Valorant has a lot going for it. Riot recently announced that its team shooter game has reached 14 million monthly active PC players and half a billion games played in its first year. The new Valorant Champions Tour (VCT) in North America is hitting new peaks with each event, with more than 8.7 million hours of tournaments watched, 360,000 peak viewers, an average of 560,000 viewers each minute, and similar good results for regional events. Riot Games is still investing heavily ahead of making profits with Valorant, just as it has done with League of Legends.
But Valorant is different from League of Legends in another respect, as about 30% to 40% of the players are female, said head of esports partnerships Matthew Archambault said in an interview with GamesBeat. One reason that has happened is that times have changed, Riot has matured since being accused of sexism in the past, and it can put more resources toward making sure the ecosystem is diverse.
“If you look at the FPS space, that’s kind of amazing because if you look at other FPS titles, you can see they are mostly men,” Archambault said. “We wanted to ensure that we could create this very welcoming experience for women and marginalized genders.”
And to stoke their interest in Valorant esports, Riot Games announced in February it was creating the Valorant Champions Tour (VCT) Game Changers program.
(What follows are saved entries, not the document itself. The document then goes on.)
PR #6696, opened 2021-08-09
Resolver improvements

### LINKED ISSUE #670: Support Web Workers coming from node_modules

### LINKED ISSUE #3492: Parcel 2: Specific resolvers per file type
The way Parcel currently resolves all files is the same across all file types, whether that be JS, CSS, HTML, or anything else, but sometimes it makes sense for there to be differences. For Parcel 2, we are considering making resolvers configurable per file type. Something like this:

```json
"resolvers": {
  "*.{js,mjs,jsm,jsx,es6,ts,tsx,coffee}": ["@parcel/resolver-path", "@parcel/resolver-alias", "@parcel/resolver-node"],
  "*.{css,styl,stylus,sss,sass,scss,less}": ["@parcel/resolver-url", "@parcel/resolver-path", "@parcel/resolver-alias", "@parcel/resolver-node"],
  "*.{htm,html}": ["@parcel/resolver-url", "@parcel/resolver-path", "@parcel/resolver-alias"]
}
```

These would run as pipelines, similar to other plugin types (e.g. transformers, optimizers, etc.).  Each resolver would run, and the result if any would be passed to the next resolver and so on. Allowing resolvers to be configured this way would allow different languages to resolve slightly differently, and for users to adjust smaller aspects of the resolution more easily than rewriting the entire default resolver plugin.

The proposed resolver plugins above are the following:

* `@parcel/resolver-url` - resolves URL specifiers to file paths, e.g. from CSS and HTML.
* `@parcel/resolver-path` - resolves file path specifiers to absolute, e.g. tilde, relative, etc.
* `@parcel/resolver-alias` - resolves aliases defined in package.json
* `@parcel/resolver-node` - resolves node_modules.

The actual resolution algorithms for each language are described in the following sections.

## JavaScript

The JS resolution algorithm is a modified version of the [Node resolution algorithm](https://nodejs.org/api/modules.html#modules_all_together). It also supports Parcel's tilde and absolute paths, aliases, and a few other main fields like `source`, `browser` and `module`. This is essentially the same as how Parcel 1 resolved modules.

One change from Parcel 1 is to begin treating ES module import specifiers are URLs rather than file paths. This means resolving with URL semantics rather than platform specific path semantics, and allowing things like query strings and percent escaping. See also #3477.

Some examples:

```javascript
import 'foo'; // node_modules/foo
import 'foo/bar'; // node_modules/foo/bar.js
import './foo.js'; // ./foo.js
import './foo'; // ./foo.js
import '~/foo'; // <nearest dir with package.json>/foo.js
import '/foo'; // <projectRoot>/foo.js
```

Extensionless specifiers are allowed, but only for the following extensions: `'.js', '.jsx', '.mjs', '.json', '.ts', '.tsx',  '.coffee'`. This is different from Parcel 1, which allowed importing any extension supported by Parcel without specifying it. This was slow since Parcel needed to check for every possible extension as it searched for files. Also in Parcel 2 there is no definitive list of extensions that are supported, as we use globs to match files instead, and I don't think it was really ever expected to be able to import non-JS without specifying the extension anyway. It is mostly for compatibility with the Node CommonJS ecosystem.

There are a few exceptions, where resolution is treated differently. These are for JS features that produce dependencies other than ES modules and CommonJS, which are generally treated as URLs. Examples include workers, service workers, etc.

```javascript
new Worker('./foo') // ./foo.js
new Worker('foo') // ./foo.js || node_modules/foo
```

The main difference with these specifiers is that they are always treated as URLs, and bare specifiers are resolved as relative by default but fall back to node_modules. See #670. I'm still debating whether extensionless specifiers should be supported here. We could support them only for relative paths and not bare specifiers, or as above at all times. Would like feedback here.

## CSS

The resolution algorithm for CSS is similar to the JS one, but has some additional restrictions. It still allows relative, tilde, and absolute path specifiers, but all specifiers are treated as URLs. This means that in addition to allowing query params, percent encoding, etc., relative URLs are allowed without prefixing with `./`. Unfortunately, this conflicts with `node_modules` resolution, but that's less expected than in JS. For CSS, we will first check whether a relative path exists for a bare specifier, and if not, check if a `node_modules` path exists.

Some examples:

```css
@import "foo"; /* node_modules/foo */
@import "foo/bar.css"; /* node_modules/foo/bar.css */
@import "foo.css"; /* ./foo.css || node_modules/foo.css */
@import "./foo"; /* ERROR - extensionless imports not allowed */
@import "./foo.css"; /* ./foo.css */
@import "~/foo.css"; /* <nearest dir with package.json>/foo.js */
@import "/foo.css"; /* <projectRoot>/foo.js */
```

Extensionless imports are not allowed (unlike JS, unlike Parcel 1), and directory index imports are also not allowed (e.g. no `foo/index.css`). This more closely matches the CSS spec, which treats imports are URLs.

When resolving from `node_modules`, the `package.json#style` field is considered as an entry point. Other entry fields are mostly JS specific, so are not supported for CSS.

## HTML

The resolution algorithm for HTML is much simpler than for JS and CSS. `node_modules` resolution is not generally needed or expected in HTML, so it is not supported by default. That just leaves relative, tilde, and absolute paths, and URLs.

Some examples:

```html
<a href="foo.html"></a> <!-- ./foo.html -->
<script src="foo.js"></script> <!-- ./foo.js -->
<script src="./foo.js"></script> <!-- ./foo.js -->
<script src="~/foo.js"></script> <!-- <nearest dir with package.json>/foo.js -->
<script src="/foo.js"></script> <!-- <projectRoot>/foo.js -->
<script src="./foo"></script> <!-- ERROR - extensionless -->
<script src="foo"></script> <!-- ERROR - node_modules resolution is not allowed -->
```

Extensionless imports and directory index imports are not supported. All specifiers are treated as URLs, and are resolved with URL semantics. Bare specifiers are treated as relative URLs, just like normal HTML.

## Other languages

Other languages generally use their own import semantics and are handled by the individual transformer plugins. A few have Parcel specific extensions:

* SASS, LESS, Stylus - these languages are extended to allow node_modules resolution, along with absolute and tilde paths (the CSS resolution path described above). If the Parcel resolver doesn't find anything, then the transformer falls back to the default resolver for those languages.

### LINKED ISSUE #5484: CSS @imports are not the first rule in the css output file
# 🐛 bug report

The `@import` rule is supposed to be the first rule in a CSS file. When two css files are combined, the `@import` rule is kept in the import order and not moved to the start of the file.

From the official specs (present since CSS2):
> Any `@import` rules must precede all other valid at-rules and style rules in a style sheet (ignoring `@charset`), or else the `@import` rule is invalid.

https://drafts.csswg.org/css-cascade-4/#at-ruledef-import

```js
import 'style.css'
import 'another.css'
```

```css
/* style.css */
body {
    ...
}
```
```css
/* another.css */
@import url('https://fonts.googleapis.com/icon?family=Material+Icons');

div {
    ...
}
```

## 🤔 Expected Behavior

```css
/* output css file */

@import url('https://fonts.googleapis.com/icon?family=Material+Icons');

body {
    ...
}

div {
    ...
}
```

## 😯 Current Behavior

```css
/* output css file */

body {
    ...
}

@import url('https://fonts.googleapis.com/icon?family=Material+Icons');

div {
    ...
}
```

## 💁 Possible Solution

The `@import` rules should be detected and, either moved to the start of the file or splitted into its own file.

## 🔦 Context

Each component of my app contains its own css file, by changing the order the components are loaded, the `@import` rule might not be the first rule in the final css file, meaning it won't work at all.

I used to build the same codebase using Webpack which worked well with weirdly-ordered css imports, this is the only issue I've seen after moving over to Parcel.

## 🌍 Your Environment

| Parcel           | 2.0.0-beta.1 (I've also seen the issue in v1) |
| Node             | 13.5.0 |
| npm/Yarn         | Yarn 1.21.1 |
| Operating System | Windows 10 x64 |

devongovett:
While trying to document the resolver, I came across some inconsistencies and opportunities for improvement.

* File extensions are always required for URL dependencies. For ESM and CJS specifiers, only the following extensions may be omitted: `['ts', 'tsx', 'js', 'jsx', 'json']`.
* Added some additional reserved pipeline names, which conflict with common URL schemes. Some of these may be handled by the default resolver in the future, or by custom resolver plugins.
* Don't support resolving directories from URL dependencies (either package.json or index files)
* Allow resolver plugins to handle more aspects of URL parsing. Previously, core would return early for URL dependencies with schemes that didn't match a pipeline, or throw for ESM. Core also removed query parameters before passing the specifier to resolver plugins. Now it does none of this, and lets plugins decide what to do. Plugins can return query params that they parsed and didn't handle. This also fixes parsing ESM specifiers as URLs, so that things like percent encoding are supported properly.
* CommonJS no longer supports query parameters. This matches node's behavior, where the `?` character is allowed in filenames (just not on Windows...).
* Adds support for an `npm:` scheme, which allows URL dependencies to resolve to `node_modules` packages rather than as a relative path. Useful for e.g. CSS and web workers. Fixes #670. Closes #3492.
* Fixes the CSS transformer to pass external URLs through resolvers rather than leaving them inline. Hoists all `@import` declarations to the top of the packaged bundle. Fixes #5484.
* Renames the `filePath` option of resolver plugins to `specifier` since it may include things like query params and URL schemes. Note that this _is_ slightly different from `dependency.specifier` in cases where a known named pipeline is used. In this case, the `specifier` passed to resolvers already has the pipeline stripped off.


parcel-benchmark:
## Benchmark Results

#### Timings

| --- | --- | --- |
| Cold | 1.58s | +12.00ms |
| Cached | 263.00ms | +9.00ms |

#### Cold Bundles

| dist/legacy/parcel.7cdb0fad.webp | 102.94kb | +0.00b | 461.00ms | -38.00ms 🚀 |
| dist/legacy/parcel.7cdb0fad.webp | 102.94kb | +0.00b | 462.00ms | -38.00ms 🚀 |
| dist/modern/parcel.7cdb0fad.webp | 102.94kb | +0.00b | 462.00ms | -37.00ms 🚀 |

#### Cached Bundles

| dist/legacy/parcel.7cdb0fad.webp | 102.94kb | +0.00b | 471.00ms | -27.00ms 🚀 |
| dist/legacy/parcel.7cdb0fad.webp | 102.94kb | +0.00b | 471.00ms | -27.00ms 🚀 |
| dist/modern/parcel.7cdb0fad.webp | 102.94kb | +0.00b | 472.00ms | -27.00ms 🚀 |

</p></details>

#### Timings

| --- | --- | --- |
| Cold | 8.06s | -105.00ms |
| Cached | 414.00ms | -2.00ms |

#### Cold Bundles

*No bundle changes detected.*

#### Cached Bundles

*No bundle changes detected.*

</p></details>

#### Timings

| --- | --- | --- |
| Cold | 57.06s | +1.05s |
| Cached | 1.51s | -4.00ms |

#### Cold Bundles

| dist/index.04eaaaa3.js | 1.77mb | +4.00b ⚠️ | 16.53s | +322.00ms |
| dist/index.d2f714b9.js | 694.59kb | +15.00b ⚠️ | 43.83s | +1.10s |
| dist/Modal.6d102ab0.js | 45.30kb | +15.00b ⚠️ | 43.34s | +1.06s |

#### Cached Bundles

| dist/index.d4ffc1c1.js | 1.77mb | +6.00b ⚠️ | 16.05s | -123.00ms |
| dist/EmojiPickerComponent.513df8b1.js | 146.66kb | +0.00b | 17.53s | -8.80s 🚀 |
| dist/esm.d037b5a8.js | 33.13kb | +0.00b | 17.53s | -8.80s 🚀 |
| dist/DatePicker.69b3c4ae.js | 22.96kb | +0.00b | 17.53s | -8.80s 🚀 |
| dist/js.0f0bb621.js | 17.24kb | +0.00b | 31.95s | -10.14s 🚀 |
| dist/png-chunks-extract.94b5b9fc.js | 3.56kb | +0.00b | 31.95s | -10.14s 🚀 |
| dist/feedback.e18b45f0.js | 1.75kb | +0.00b | 17.53s | -8.80s 🚀 |
| dist/workerHasher.567cfc57.js | 1.62kb | +0.00b | 17.53s | -8.80s 🚀 |
| dist/heading6.b3b946d1.js | 1.49kb | +0.00b | 17.53s | -8.80s 🚀 |
| dist/heading5.e617db66.js | 1.37kb | +0.00b | 17.53s | -8.80s 🚀 |
| dist/expand.1f17de7f.js | 1.27kb | +0.00b | 17.53s | -8.80s 🚀 |

</p></details>

#### Timings

| --- | --- | --- |
| Cold | 6.03s | +30.00ms |
| Cached | 342.00ms | -12.00ms |

#### Cold Bundles

*No bundle changes detected.*

#### Cached Bundles

*No bundle changes detected.*

</p></details>

**[Click here to view a detailed benchmark overview.](https://benchmark.parceljs.org/benchmark/307033392207102528)**

packages/resolvers/default/src/DefaultResolver.js
```diff
@@ -8,7 +8,7 @@ import NodeResolver from '@parcel/node-resolver-core';
 const WEBPACK_IMPORT_REGEX = /\S+-loader\S*!\S+/g;
 
 export default (new Resolver({
-  resolve({dependency, options, filePath}) {
+  resolve({dependency, options, specifier}) {
```
wbinnssmith, line 11: 👍 this name makes so much more sense

wbinnssmith (approved):

packages/core/types/index.js
```diff
@@ -1452,6 +1452,7 @@ export type ResolveResult = {|
   /** An absolute path to the file. */
   +filePath?: FilePath,
   +pipeline?: ?string,
+  +query?: QueryParameters,
```
mischnic, line 1457: Can you document this? (That these are the query params the resolver didn't handle and should be forwarded to transformers)

packages/core/core/src/requests/PathRequest.js
```diff
@@ -176,82 +167,29 @@ export class ResolverRunner {
...
-        };
-      }
-      filePath = decodeURIComponent(parsed.pathname);
-      if (parsed.query != null) {
-        queryPart = parsed.query;
+      [, pipeline, specifier] = match;
+      if (!validPipelines.has(pipeline)) {
+        // This may be a url protocol or scheme rather than a pipeline, such as
+        // `url('http://example.com/foo.png')`. Pass it to resolvers to handle.
+        // return {assetGroup: null};
```
mischnic:
```suggestion
```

It’s an esports tournament initiative to supplement the competitive season by highlighting women and people of marginalized genders. Riot wants these events to foster an inclusive environment for competition and create safe opportunities for women to compete without fear of identity- or gender-based harassment. After all, esports is something where the sexes should be equal, since, unlike in traditional sports, there isn’t a difference between men and women when it comes to playing a computer game with a mouse and keyboard. There isn’t a physical difference that explains why there aren’t enough women in esports.
“I worked on [League of Legends Championship Series] LCS for a really long time as well. And there are no female players,” said Shelby Ulisse, an event producer at Riot Games and head of the Game Changers Initiative. “That’s the reality, and I think it is a huge bummer and missed opportunity. We’ve had females enter and come into the pro scene on League of Legends. And so this time around, we were like, ‘That can’t happen again.’ We need to make sure that from the beginning, from the inception of what this esport is, women are at the forefront of our mind, because we want to see mixed teams, we want to see all of those teams and a variety of different people represented.”